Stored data
┌────────
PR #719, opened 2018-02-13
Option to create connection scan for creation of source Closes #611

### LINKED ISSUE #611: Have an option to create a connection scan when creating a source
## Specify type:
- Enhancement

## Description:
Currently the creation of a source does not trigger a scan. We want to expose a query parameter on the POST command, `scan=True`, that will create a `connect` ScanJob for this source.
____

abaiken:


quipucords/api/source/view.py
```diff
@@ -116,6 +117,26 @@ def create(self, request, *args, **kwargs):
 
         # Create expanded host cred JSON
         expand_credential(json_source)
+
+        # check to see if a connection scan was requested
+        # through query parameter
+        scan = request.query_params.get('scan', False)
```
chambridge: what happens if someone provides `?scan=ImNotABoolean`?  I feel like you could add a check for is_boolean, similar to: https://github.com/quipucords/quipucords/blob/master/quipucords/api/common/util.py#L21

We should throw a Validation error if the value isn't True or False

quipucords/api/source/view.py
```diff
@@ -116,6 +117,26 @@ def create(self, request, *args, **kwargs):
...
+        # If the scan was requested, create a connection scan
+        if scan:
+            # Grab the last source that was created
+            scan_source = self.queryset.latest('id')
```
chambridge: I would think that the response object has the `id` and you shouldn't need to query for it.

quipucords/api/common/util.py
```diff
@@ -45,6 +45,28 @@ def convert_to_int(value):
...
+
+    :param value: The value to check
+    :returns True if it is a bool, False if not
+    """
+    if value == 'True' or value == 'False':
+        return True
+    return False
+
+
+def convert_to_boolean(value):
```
└────────
┌────────
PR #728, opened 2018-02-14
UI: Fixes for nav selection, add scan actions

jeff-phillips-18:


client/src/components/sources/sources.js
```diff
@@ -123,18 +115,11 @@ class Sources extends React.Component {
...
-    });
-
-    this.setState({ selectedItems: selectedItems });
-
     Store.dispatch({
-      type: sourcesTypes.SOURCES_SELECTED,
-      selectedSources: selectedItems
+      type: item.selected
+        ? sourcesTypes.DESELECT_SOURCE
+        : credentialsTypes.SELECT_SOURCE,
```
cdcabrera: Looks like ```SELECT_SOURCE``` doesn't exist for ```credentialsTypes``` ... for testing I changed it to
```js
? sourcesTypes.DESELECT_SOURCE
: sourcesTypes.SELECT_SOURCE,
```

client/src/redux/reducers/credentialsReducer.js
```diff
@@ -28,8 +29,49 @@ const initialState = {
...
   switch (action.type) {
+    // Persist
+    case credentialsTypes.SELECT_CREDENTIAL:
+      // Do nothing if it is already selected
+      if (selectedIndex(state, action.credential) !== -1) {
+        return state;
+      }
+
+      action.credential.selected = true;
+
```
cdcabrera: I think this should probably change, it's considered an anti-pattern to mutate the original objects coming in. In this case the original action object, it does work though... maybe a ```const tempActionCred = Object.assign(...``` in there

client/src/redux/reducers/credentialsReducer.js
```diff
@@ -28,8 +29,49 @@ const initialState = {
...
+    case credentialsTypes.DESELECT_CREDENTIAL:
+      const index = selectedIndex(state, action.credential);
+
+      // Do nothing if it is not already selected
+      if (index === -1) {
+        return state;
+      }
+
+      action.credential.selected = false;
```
└────────
┌────────
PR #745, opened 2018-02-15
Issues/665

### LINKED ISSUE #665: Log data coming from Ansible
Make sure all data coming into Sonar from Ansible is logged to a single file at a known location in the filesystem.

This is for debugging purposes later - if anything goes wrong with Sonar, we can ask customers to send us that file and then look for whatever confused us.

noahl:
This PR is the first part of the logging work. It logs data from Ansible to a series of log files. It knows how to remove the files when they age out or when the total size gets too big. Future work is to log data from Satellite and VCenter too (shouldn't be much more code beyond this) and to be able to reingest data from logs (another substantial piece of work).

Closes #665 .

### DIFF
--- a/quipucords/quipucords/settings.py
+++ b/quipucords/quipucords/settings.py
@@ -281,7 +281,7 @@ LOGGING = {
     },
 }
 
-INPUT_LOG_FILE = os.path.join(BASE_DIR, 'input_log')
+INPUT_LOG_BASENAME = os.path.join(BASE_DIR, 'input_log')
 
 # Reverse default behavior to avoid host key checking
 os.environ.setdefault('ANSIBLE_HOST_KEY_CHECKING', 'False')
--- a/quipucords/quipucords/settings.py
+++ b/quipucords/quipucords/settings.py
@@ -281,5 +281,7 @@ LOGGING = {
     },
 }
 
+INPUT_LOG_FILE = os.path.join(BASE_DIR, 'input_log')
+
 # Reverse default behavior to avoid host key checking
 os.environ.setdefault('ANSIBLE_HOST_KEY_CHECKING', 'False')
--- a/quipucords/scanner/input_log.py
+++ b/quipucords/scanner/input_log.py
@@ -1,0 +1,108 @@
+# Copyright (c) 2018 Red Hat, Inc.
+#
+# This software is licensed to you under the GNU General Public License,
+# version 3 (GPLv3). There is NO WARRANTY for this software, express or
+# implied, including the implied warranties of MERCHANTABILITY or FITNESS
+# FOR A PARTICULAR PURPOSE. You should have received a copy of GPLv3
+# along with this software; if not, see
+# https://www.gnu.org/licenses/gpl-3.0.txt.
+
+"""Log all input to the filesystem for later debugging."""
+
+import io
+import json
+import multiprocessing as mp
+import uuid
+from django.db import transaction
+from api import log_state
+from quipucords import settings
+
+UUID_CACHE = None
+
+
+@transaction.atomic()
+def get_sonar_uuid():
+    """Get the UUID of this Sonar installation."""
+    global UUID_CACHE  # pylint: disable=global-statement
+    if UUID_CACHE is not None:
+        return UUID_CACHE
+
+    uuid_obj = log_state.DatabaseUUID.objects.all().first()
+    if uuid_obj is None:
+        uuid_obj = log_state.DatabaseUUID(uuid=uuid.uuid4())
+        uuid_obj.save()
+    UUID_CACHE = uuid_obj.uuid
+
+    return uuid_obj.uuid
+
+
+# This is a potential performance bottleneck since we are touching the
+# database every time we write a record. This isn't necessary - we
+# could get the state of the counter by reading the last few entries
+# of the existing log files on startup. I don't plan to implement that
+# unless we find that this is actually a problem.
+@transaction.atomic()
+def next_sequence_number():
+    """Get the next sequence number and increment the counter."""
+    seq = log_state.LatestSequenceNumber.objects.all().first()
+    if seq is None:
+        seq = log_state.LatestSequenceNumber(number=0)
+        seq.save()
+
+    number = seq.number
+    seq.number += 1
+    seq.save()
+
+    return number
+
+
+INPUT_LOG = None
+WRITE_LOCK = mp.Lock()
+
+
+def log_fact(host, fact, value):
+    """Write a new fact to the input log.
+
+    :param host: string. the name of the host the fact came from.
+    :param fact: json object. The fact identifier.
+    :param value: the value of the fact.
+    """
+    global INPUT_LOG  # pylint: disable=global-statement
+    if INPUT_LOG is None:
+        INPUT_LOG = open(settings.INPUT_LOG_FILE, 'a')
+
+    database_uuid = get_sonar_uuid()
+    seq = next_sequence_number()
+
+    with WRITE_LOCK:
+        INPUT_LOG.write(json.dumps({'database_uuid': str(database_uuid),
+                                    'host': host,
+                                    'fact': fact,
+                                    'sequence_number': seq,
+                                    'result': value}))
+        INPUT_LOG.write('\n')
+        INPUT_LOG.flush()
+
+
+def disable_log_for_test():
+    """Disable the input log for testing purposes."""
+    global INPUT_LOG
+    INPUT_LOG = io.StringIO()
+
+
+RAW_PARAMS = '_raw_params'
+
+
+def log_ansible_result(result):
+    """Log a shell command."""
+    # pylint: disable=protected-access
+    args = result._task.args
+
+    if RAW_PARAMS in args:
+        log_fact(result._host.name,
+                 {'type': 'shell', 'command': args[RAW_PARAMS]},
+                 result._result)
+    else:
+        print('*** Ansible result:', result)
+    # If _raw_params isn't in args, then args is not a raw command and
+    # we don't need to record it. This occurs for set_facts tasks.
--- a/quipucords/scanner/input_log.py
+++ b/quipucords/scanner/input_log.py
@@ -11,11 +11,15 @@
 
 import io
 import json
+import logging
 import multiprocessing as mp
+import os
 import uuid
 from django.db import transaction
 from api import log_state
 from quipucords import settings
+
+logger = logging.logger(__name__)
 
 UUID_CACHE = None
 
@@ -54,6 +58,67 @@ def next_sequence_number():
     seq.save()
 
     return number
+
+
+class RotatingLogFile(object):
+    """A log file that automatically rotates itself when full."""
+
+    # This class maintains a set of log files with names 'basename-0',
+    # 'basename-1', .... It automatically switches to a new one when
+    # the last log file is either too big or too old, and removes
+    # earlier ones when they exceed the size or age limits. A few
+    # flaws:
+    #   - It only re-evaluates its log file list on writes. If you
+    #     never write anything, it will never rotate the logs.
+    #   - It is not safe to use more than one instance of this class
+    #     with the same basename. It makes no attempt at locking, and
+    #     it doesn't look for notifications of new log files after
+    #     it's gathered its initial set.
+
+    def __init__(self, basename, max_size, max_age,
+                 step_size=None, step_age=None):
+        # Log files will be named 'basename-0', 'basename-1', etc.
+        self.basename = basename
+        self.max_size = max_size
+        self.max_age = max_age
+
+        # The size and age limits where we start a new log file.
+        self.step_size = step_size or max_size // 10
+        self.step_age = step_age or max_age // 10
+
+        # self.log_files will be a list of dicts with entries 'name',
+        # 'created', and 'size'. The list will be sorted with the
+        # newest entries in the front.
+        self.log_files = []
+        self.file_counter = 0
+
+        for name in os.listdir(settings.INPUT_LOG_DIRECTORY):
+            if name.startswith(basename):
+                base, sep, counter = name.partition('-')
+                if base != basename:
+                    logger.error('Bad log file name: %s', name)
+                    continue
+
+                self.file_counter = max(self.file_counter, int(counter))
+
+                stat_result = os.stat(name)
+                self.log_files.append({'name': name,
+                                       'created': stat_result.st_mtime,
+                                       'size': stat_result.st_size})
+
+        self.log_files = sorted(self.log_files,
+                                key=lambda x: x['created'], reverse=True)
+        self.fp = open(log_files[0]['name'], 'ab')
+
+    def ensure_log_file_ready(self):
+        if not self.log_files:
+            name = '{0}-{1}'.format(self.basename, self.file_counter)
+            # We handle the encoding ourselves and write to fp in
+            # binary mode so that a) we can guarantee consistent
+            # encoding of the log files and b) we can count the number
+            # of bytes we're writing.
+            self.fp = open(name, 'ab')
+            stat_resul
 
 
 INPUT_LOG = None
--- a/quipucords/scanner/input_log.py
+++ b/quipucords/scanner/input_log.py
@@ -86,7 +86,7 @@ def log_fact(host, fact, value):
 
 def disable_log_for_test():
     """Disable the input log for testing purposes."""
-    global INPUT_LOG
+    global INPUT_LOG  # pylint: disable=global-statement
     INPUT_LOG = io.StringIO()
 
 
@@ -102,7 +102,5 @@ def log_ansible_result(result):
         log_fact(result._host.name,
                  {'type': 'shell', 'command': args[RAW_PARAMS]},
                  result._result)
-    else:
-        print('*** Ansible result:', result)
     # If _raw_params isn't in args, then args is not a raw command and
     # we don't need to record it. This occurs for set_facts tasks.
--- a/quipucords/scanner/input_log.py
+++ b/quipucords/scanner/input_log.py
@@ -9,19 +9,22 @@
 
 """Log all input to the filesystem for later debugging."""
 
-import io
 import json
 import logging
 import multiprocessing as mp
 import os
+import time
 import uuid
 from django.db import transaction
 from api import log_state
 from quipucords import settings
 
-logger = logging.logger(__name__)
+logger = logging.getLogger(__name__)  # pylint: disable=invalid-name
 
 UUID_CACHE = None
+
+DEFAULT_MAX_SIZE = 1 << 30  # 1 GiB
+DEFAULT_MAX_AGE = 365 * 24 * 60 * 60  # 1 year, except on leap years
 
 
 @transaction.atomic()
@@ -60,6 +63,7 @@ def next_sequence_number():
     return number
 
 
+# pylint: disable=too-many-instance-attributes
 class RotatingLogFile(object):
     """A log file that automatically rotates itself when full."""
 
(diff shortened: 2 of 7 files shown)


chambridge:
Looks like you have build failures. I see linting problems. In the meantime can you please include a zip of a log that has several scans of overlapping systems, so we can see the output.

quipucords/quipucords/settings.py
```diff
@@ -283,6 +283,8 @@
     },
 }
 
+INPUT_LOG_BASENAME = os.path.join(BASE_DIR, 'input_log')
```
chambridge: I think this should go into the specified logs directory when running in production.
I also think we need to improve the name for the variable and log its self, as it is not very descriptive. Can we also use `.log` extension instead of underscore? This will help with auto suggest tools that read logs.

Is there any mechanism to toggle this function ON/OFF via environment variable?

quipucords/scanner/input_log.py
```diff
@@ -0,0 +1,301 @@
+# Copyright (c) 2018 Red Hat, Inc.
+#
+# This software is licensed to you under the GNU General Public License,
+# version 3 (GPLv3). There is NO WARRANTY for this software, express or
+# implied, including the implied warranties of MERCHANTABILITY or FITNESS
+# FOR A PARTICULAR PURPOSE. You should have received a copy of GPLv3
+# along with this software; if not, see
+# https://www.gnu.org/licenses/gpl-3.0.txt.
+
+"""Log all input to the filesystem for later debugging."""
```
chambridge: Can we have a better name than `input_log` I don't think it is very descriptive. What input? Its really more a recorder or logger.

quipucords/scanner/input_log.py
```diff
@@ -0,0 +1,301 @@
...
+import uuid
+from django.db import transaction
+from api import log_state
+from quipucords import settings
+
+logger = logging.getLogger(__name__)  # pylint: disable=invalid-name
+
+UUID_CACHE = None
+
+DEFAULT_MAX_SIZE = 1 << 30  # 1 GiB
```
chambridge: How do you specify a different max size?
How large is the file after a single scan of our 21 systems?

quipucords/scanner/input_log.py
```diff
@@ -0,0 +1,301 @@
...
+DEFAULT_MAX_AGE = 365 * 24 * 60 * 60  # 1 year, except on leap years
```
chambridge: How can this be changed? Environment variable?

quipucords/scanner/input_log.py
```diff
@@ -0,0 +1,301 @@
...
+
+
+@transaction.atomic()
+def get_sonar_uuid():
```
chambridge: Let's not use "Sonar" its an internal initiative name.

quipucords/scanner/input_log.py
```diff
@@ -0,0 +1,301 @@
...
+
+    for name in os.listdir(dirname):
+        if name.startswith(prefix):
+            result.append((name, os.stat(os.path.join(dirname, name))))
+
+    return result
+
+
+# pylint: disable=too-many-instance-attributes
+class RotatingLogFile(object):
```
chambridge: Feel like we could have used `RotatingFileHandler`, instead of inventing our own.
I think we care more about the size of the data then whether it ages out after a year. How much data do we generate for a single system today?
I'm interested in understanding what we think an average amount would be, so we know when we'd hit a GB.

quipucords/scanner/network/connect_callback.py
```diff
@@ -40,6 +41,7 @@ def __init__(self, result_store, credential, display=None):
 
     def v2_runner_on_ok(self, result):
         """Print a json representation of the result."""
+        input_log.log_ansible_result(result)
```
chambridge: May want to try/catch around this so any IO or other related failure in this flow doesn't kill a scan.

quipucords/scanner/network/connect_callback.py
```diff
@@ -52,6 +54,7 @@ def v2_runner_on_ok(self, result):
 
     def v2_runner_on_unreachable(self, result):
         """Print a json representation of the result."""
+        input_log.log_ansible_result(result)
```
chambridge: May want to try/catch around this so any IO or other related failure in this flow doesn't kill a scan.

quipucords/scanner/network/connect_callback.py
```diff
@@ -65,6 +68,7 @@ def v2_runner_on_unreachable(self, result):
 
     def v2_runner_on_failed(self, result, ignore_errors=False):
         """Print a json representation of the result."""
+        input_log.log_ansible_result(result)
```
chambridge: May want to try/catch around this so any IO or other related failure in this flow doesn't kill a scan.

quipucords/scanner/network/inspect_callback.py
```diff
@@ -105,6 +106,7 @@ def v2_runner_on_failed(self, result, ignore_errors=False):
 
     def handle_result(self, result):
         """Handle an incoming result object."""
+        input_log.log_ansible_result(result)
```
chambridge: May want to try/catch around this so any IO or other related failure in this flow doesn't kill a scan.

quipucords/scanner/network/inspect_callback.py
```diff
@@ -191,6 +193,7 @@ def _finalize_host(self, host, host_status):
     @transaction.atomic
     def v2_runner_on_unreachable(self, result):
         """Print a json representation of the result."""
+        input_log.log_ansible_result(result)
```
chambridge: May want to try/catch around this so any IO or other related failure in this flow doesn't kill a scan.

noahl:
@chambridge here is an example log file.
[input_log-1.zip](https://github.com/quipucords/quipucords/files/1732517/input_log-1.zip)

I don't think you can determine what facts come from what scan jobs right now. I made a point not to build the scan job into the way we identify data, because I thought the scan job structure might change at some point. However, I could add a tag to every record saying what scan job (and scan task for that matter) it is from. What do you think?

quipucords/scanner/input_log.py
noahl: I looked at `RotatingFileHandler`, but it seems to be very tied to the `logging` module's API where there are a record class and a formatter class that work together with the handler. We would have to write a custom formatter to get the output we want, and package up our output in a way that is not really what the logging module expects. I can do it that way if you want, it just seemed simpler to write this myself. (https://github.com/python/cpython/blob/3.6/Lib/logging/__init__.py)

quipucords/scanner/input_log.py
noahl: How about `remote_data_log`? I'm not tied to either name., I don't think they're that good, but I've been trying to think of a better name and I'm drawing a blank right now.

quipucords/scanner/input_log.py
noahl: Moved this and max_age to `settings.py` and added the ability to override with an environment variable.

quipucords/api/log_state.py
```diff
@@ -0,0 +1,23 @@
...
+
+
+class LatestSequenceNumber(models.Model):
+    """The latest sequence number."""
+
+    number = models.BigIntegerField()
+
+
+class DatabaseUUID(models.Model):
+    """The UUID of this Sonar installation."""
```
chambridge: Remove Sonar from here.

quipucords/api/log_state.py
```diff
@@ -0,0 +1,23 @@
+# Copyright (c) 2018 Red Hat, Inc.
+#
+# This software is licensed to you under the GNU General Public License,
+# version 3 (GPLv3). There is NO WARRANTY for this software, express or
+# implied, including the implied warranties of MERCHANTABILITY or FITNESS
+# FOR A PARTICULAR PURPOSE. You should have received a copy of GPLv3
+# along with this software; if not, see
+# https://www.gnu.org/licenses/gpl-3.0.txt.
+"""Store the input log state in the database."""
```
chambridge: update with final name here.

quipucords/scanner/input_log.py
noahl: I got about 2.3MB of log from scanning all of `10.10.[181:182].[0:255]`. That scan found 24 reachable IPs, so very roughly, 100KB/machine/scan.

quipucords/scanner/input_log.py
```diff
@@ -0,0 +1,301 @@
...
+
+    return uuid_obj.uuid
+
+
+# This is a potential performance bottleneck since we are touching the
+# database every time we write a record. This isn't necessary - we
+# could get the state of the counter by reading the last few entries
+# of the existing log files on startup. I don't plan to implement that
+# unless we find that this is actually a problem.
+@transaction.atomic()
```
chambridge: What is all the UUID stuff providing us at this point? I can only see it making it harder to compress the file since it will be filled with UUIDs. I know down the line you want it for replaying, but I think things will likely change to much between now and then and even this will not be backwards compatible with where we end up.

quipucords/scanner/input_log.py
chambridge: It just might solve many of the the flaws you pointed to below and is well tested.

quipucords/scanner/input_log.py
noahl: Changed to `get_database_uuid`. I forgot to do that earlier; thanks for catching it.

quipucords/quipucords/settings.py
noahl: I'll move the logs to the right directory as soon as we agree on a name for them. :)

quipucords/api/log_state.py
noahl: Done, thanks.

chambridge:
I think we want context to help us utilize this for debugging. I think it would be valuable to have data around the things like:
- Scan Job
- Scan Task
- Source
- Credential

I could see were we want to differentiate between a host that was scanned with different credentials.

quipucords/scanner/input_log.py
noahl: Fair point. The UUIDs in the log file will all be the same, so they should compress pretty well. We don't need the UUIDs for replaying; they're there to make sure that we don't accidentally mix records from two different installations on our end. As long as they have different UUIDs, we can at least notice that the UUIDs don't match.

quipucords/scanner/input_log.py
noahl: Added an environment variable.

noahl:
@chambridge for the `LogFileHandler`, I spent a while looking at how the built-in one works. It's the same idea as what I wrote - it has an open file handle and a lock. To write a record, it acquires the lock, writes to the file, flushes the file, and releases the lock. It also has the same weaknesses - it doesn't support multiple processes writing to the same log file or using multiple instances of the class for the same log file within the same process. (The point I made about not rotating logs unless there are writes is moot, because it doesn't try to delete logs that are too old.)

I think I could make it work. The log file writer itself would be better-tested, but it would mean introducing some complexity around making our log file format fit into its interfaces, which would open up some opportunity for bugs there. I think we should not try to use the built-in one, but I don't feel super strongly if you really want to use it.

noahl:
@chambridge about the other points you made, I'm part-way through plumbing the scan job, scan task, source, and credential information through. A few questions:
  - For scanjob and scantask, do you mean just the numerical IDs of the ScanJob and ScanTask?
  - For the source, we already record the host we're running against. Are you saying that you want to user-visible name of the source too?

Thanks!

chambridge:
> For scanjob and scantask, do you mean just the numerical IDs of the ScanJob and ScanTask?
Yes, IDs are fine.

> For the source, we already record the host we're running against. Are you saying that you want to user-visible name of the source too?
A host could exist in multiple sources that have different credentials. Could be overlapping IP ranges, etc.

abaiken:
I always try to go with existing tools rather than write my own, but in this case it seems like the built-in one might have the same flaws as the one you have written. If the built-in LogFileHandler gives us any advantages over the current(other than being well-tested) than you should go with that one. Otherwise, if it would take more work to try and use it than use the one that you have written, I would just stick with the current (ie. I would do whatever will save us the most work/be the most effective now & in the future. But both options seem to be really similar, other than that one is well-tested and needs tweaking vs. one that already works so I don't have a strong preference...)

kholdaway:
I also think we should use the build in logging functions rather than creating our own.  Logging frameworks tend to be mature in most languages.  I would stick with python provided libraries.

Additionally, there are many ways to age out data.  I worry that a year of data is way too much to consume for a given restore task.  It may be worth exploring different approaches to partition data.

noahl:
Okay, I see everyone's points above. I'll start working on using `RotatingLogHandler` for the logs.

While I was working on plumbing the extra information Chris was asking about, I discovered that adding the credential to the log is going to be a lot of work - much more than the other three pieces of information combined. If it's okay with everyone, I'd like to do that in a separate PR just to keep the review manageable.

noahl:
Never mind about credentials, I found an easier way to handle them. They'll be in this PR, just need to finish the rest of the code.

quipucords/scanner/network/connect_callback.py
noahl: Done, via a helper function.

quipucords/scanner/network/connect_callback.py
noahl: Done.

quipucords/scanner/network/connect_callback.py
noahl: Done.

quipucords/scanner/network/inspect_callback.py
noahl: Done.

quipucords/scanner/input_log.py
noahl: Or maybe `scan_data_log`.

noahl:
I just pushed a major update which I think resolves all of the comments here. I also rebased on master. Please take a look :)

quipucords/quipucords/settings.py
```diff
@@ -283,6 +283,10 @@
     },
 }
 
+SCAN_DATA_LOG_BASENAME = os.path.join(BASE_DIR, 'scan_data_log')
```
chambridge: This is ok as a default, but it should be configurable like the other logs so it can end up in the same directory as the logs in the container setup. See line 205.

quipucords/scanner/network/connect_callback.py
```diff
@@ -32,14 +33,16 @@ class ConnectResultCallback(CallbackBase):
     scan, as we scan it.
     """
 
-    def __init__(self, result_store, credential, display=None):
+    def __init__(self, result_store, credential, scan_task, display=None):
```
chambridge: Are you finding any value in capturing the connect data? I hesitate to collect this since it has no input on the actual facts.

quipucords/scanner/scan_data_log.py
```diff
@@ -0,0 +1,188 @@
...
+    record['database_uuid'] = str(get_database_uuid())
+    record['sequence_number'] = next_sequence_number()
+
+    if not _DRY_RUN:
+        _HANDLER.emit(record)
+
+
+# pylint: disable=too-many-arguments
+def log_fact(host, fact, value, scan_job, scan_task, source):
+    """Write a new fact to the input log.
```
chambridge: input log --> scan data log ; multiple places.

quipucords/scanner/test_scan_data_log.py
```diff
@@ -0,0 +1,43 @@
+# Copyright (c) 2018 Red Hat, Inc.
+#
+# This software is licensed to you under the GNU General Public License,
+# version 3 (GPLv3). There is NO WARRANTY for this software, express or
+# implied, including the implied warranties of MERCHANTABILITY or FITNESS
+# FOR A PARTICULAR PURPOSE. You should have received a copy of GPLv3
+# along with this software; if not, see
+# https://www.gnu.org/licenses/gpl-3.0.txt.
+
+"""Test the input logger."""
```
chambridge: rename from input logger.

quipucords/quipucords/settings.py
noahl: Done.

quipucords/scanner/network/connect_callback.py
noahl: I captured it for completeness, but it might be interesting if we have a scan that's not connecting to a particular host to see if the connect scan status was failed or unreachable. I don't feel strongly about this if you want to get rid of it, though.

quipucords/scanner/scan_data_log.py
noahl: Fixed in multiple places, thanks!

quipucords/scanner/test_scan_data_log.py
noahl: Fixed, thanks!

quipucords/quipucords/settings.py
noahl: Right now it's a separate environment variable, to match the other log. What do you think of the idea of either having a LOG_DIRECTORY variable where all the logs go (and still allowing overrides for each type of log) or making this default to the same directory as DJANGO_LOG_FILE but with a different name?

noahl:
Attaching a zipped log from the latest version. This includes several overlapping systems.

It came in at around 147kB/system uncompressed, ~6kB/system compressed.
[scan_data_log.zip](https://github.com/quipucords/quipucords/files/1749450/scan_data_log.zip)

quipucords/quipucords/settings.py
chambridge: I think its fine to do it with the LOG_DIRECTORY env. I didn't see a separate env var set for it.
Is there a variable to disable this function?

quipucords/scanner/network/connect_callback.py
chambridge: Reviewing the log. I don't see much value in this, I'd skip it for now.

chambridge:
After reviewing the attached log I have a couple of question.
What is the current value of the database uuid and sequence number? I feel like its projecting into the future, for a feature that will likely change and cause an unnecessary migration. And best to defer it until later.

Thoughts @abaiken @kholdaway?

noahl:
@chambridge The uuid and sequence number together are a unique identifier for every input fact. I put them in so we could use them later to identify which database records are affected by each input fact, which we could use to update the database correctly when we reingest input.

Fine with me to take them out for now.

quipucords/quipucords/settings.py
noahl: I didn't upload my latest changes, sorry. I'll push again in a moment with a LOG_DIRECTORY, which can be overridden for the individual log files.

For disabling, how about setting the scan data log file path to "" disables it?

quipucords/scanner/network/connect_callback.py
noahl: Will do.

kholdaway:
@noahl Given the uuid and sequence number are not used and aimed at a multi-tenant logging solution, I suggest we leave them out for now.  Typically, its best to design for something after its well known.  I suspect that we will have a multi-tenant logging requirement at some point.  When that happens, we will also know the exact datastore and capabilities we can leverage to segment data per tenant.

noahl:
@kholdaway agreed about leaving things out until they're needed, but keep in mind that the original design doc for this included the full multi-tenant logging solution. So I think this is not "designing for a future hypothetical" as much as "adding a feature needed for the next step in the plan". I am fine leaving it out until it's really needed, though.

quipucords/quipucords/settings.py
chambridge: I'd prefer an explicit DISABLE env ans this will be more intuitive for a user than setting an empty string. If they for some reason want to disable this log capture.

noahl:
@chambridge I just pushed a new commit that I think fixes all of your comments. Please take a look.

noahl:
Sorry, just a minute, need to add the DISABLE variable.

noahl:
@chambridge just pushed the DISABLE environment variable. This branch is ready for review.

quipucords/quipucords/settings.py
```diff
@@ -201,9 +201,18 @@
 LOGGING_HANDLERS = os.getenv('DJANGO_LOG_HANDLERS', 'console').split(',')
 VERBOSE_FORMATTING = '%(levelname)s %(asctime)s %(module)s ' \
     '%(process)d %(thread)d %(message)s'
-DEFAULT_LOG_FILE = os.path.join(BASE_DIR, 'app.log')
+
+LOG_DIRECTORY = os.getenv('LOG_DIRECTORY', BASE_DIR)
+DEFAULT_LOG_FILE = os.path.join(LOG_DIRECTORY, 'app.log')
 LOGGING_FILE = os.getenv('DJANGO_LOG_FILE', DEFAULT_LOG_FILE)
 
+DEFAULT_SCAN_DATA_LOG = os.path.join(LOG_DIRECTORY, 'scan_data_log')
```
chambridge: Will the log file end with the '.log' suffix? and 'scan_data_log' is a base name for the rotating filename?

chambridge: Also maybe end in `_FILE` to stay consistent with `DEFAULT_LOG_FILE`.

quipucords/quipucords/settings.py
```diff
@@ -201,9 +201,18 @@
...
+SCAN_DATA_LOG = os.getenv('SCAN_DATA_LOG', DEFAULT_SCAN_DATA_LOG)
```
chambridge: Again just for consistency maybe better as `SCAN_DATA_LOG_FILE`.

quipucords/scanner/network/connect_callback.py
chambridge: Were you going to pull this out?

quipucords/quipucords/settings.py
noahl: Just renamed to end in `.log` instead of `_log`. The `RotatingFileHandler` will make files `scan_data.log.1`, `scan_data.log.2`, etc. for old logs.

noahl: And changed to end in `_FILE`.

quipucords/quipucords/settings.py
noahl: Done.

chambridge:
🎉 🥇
└────────
### [EXERCISE DESCRIPTION]
All that is required is the number of lines in the data above that contain the word "until".

### [TASK RESPONSE]
2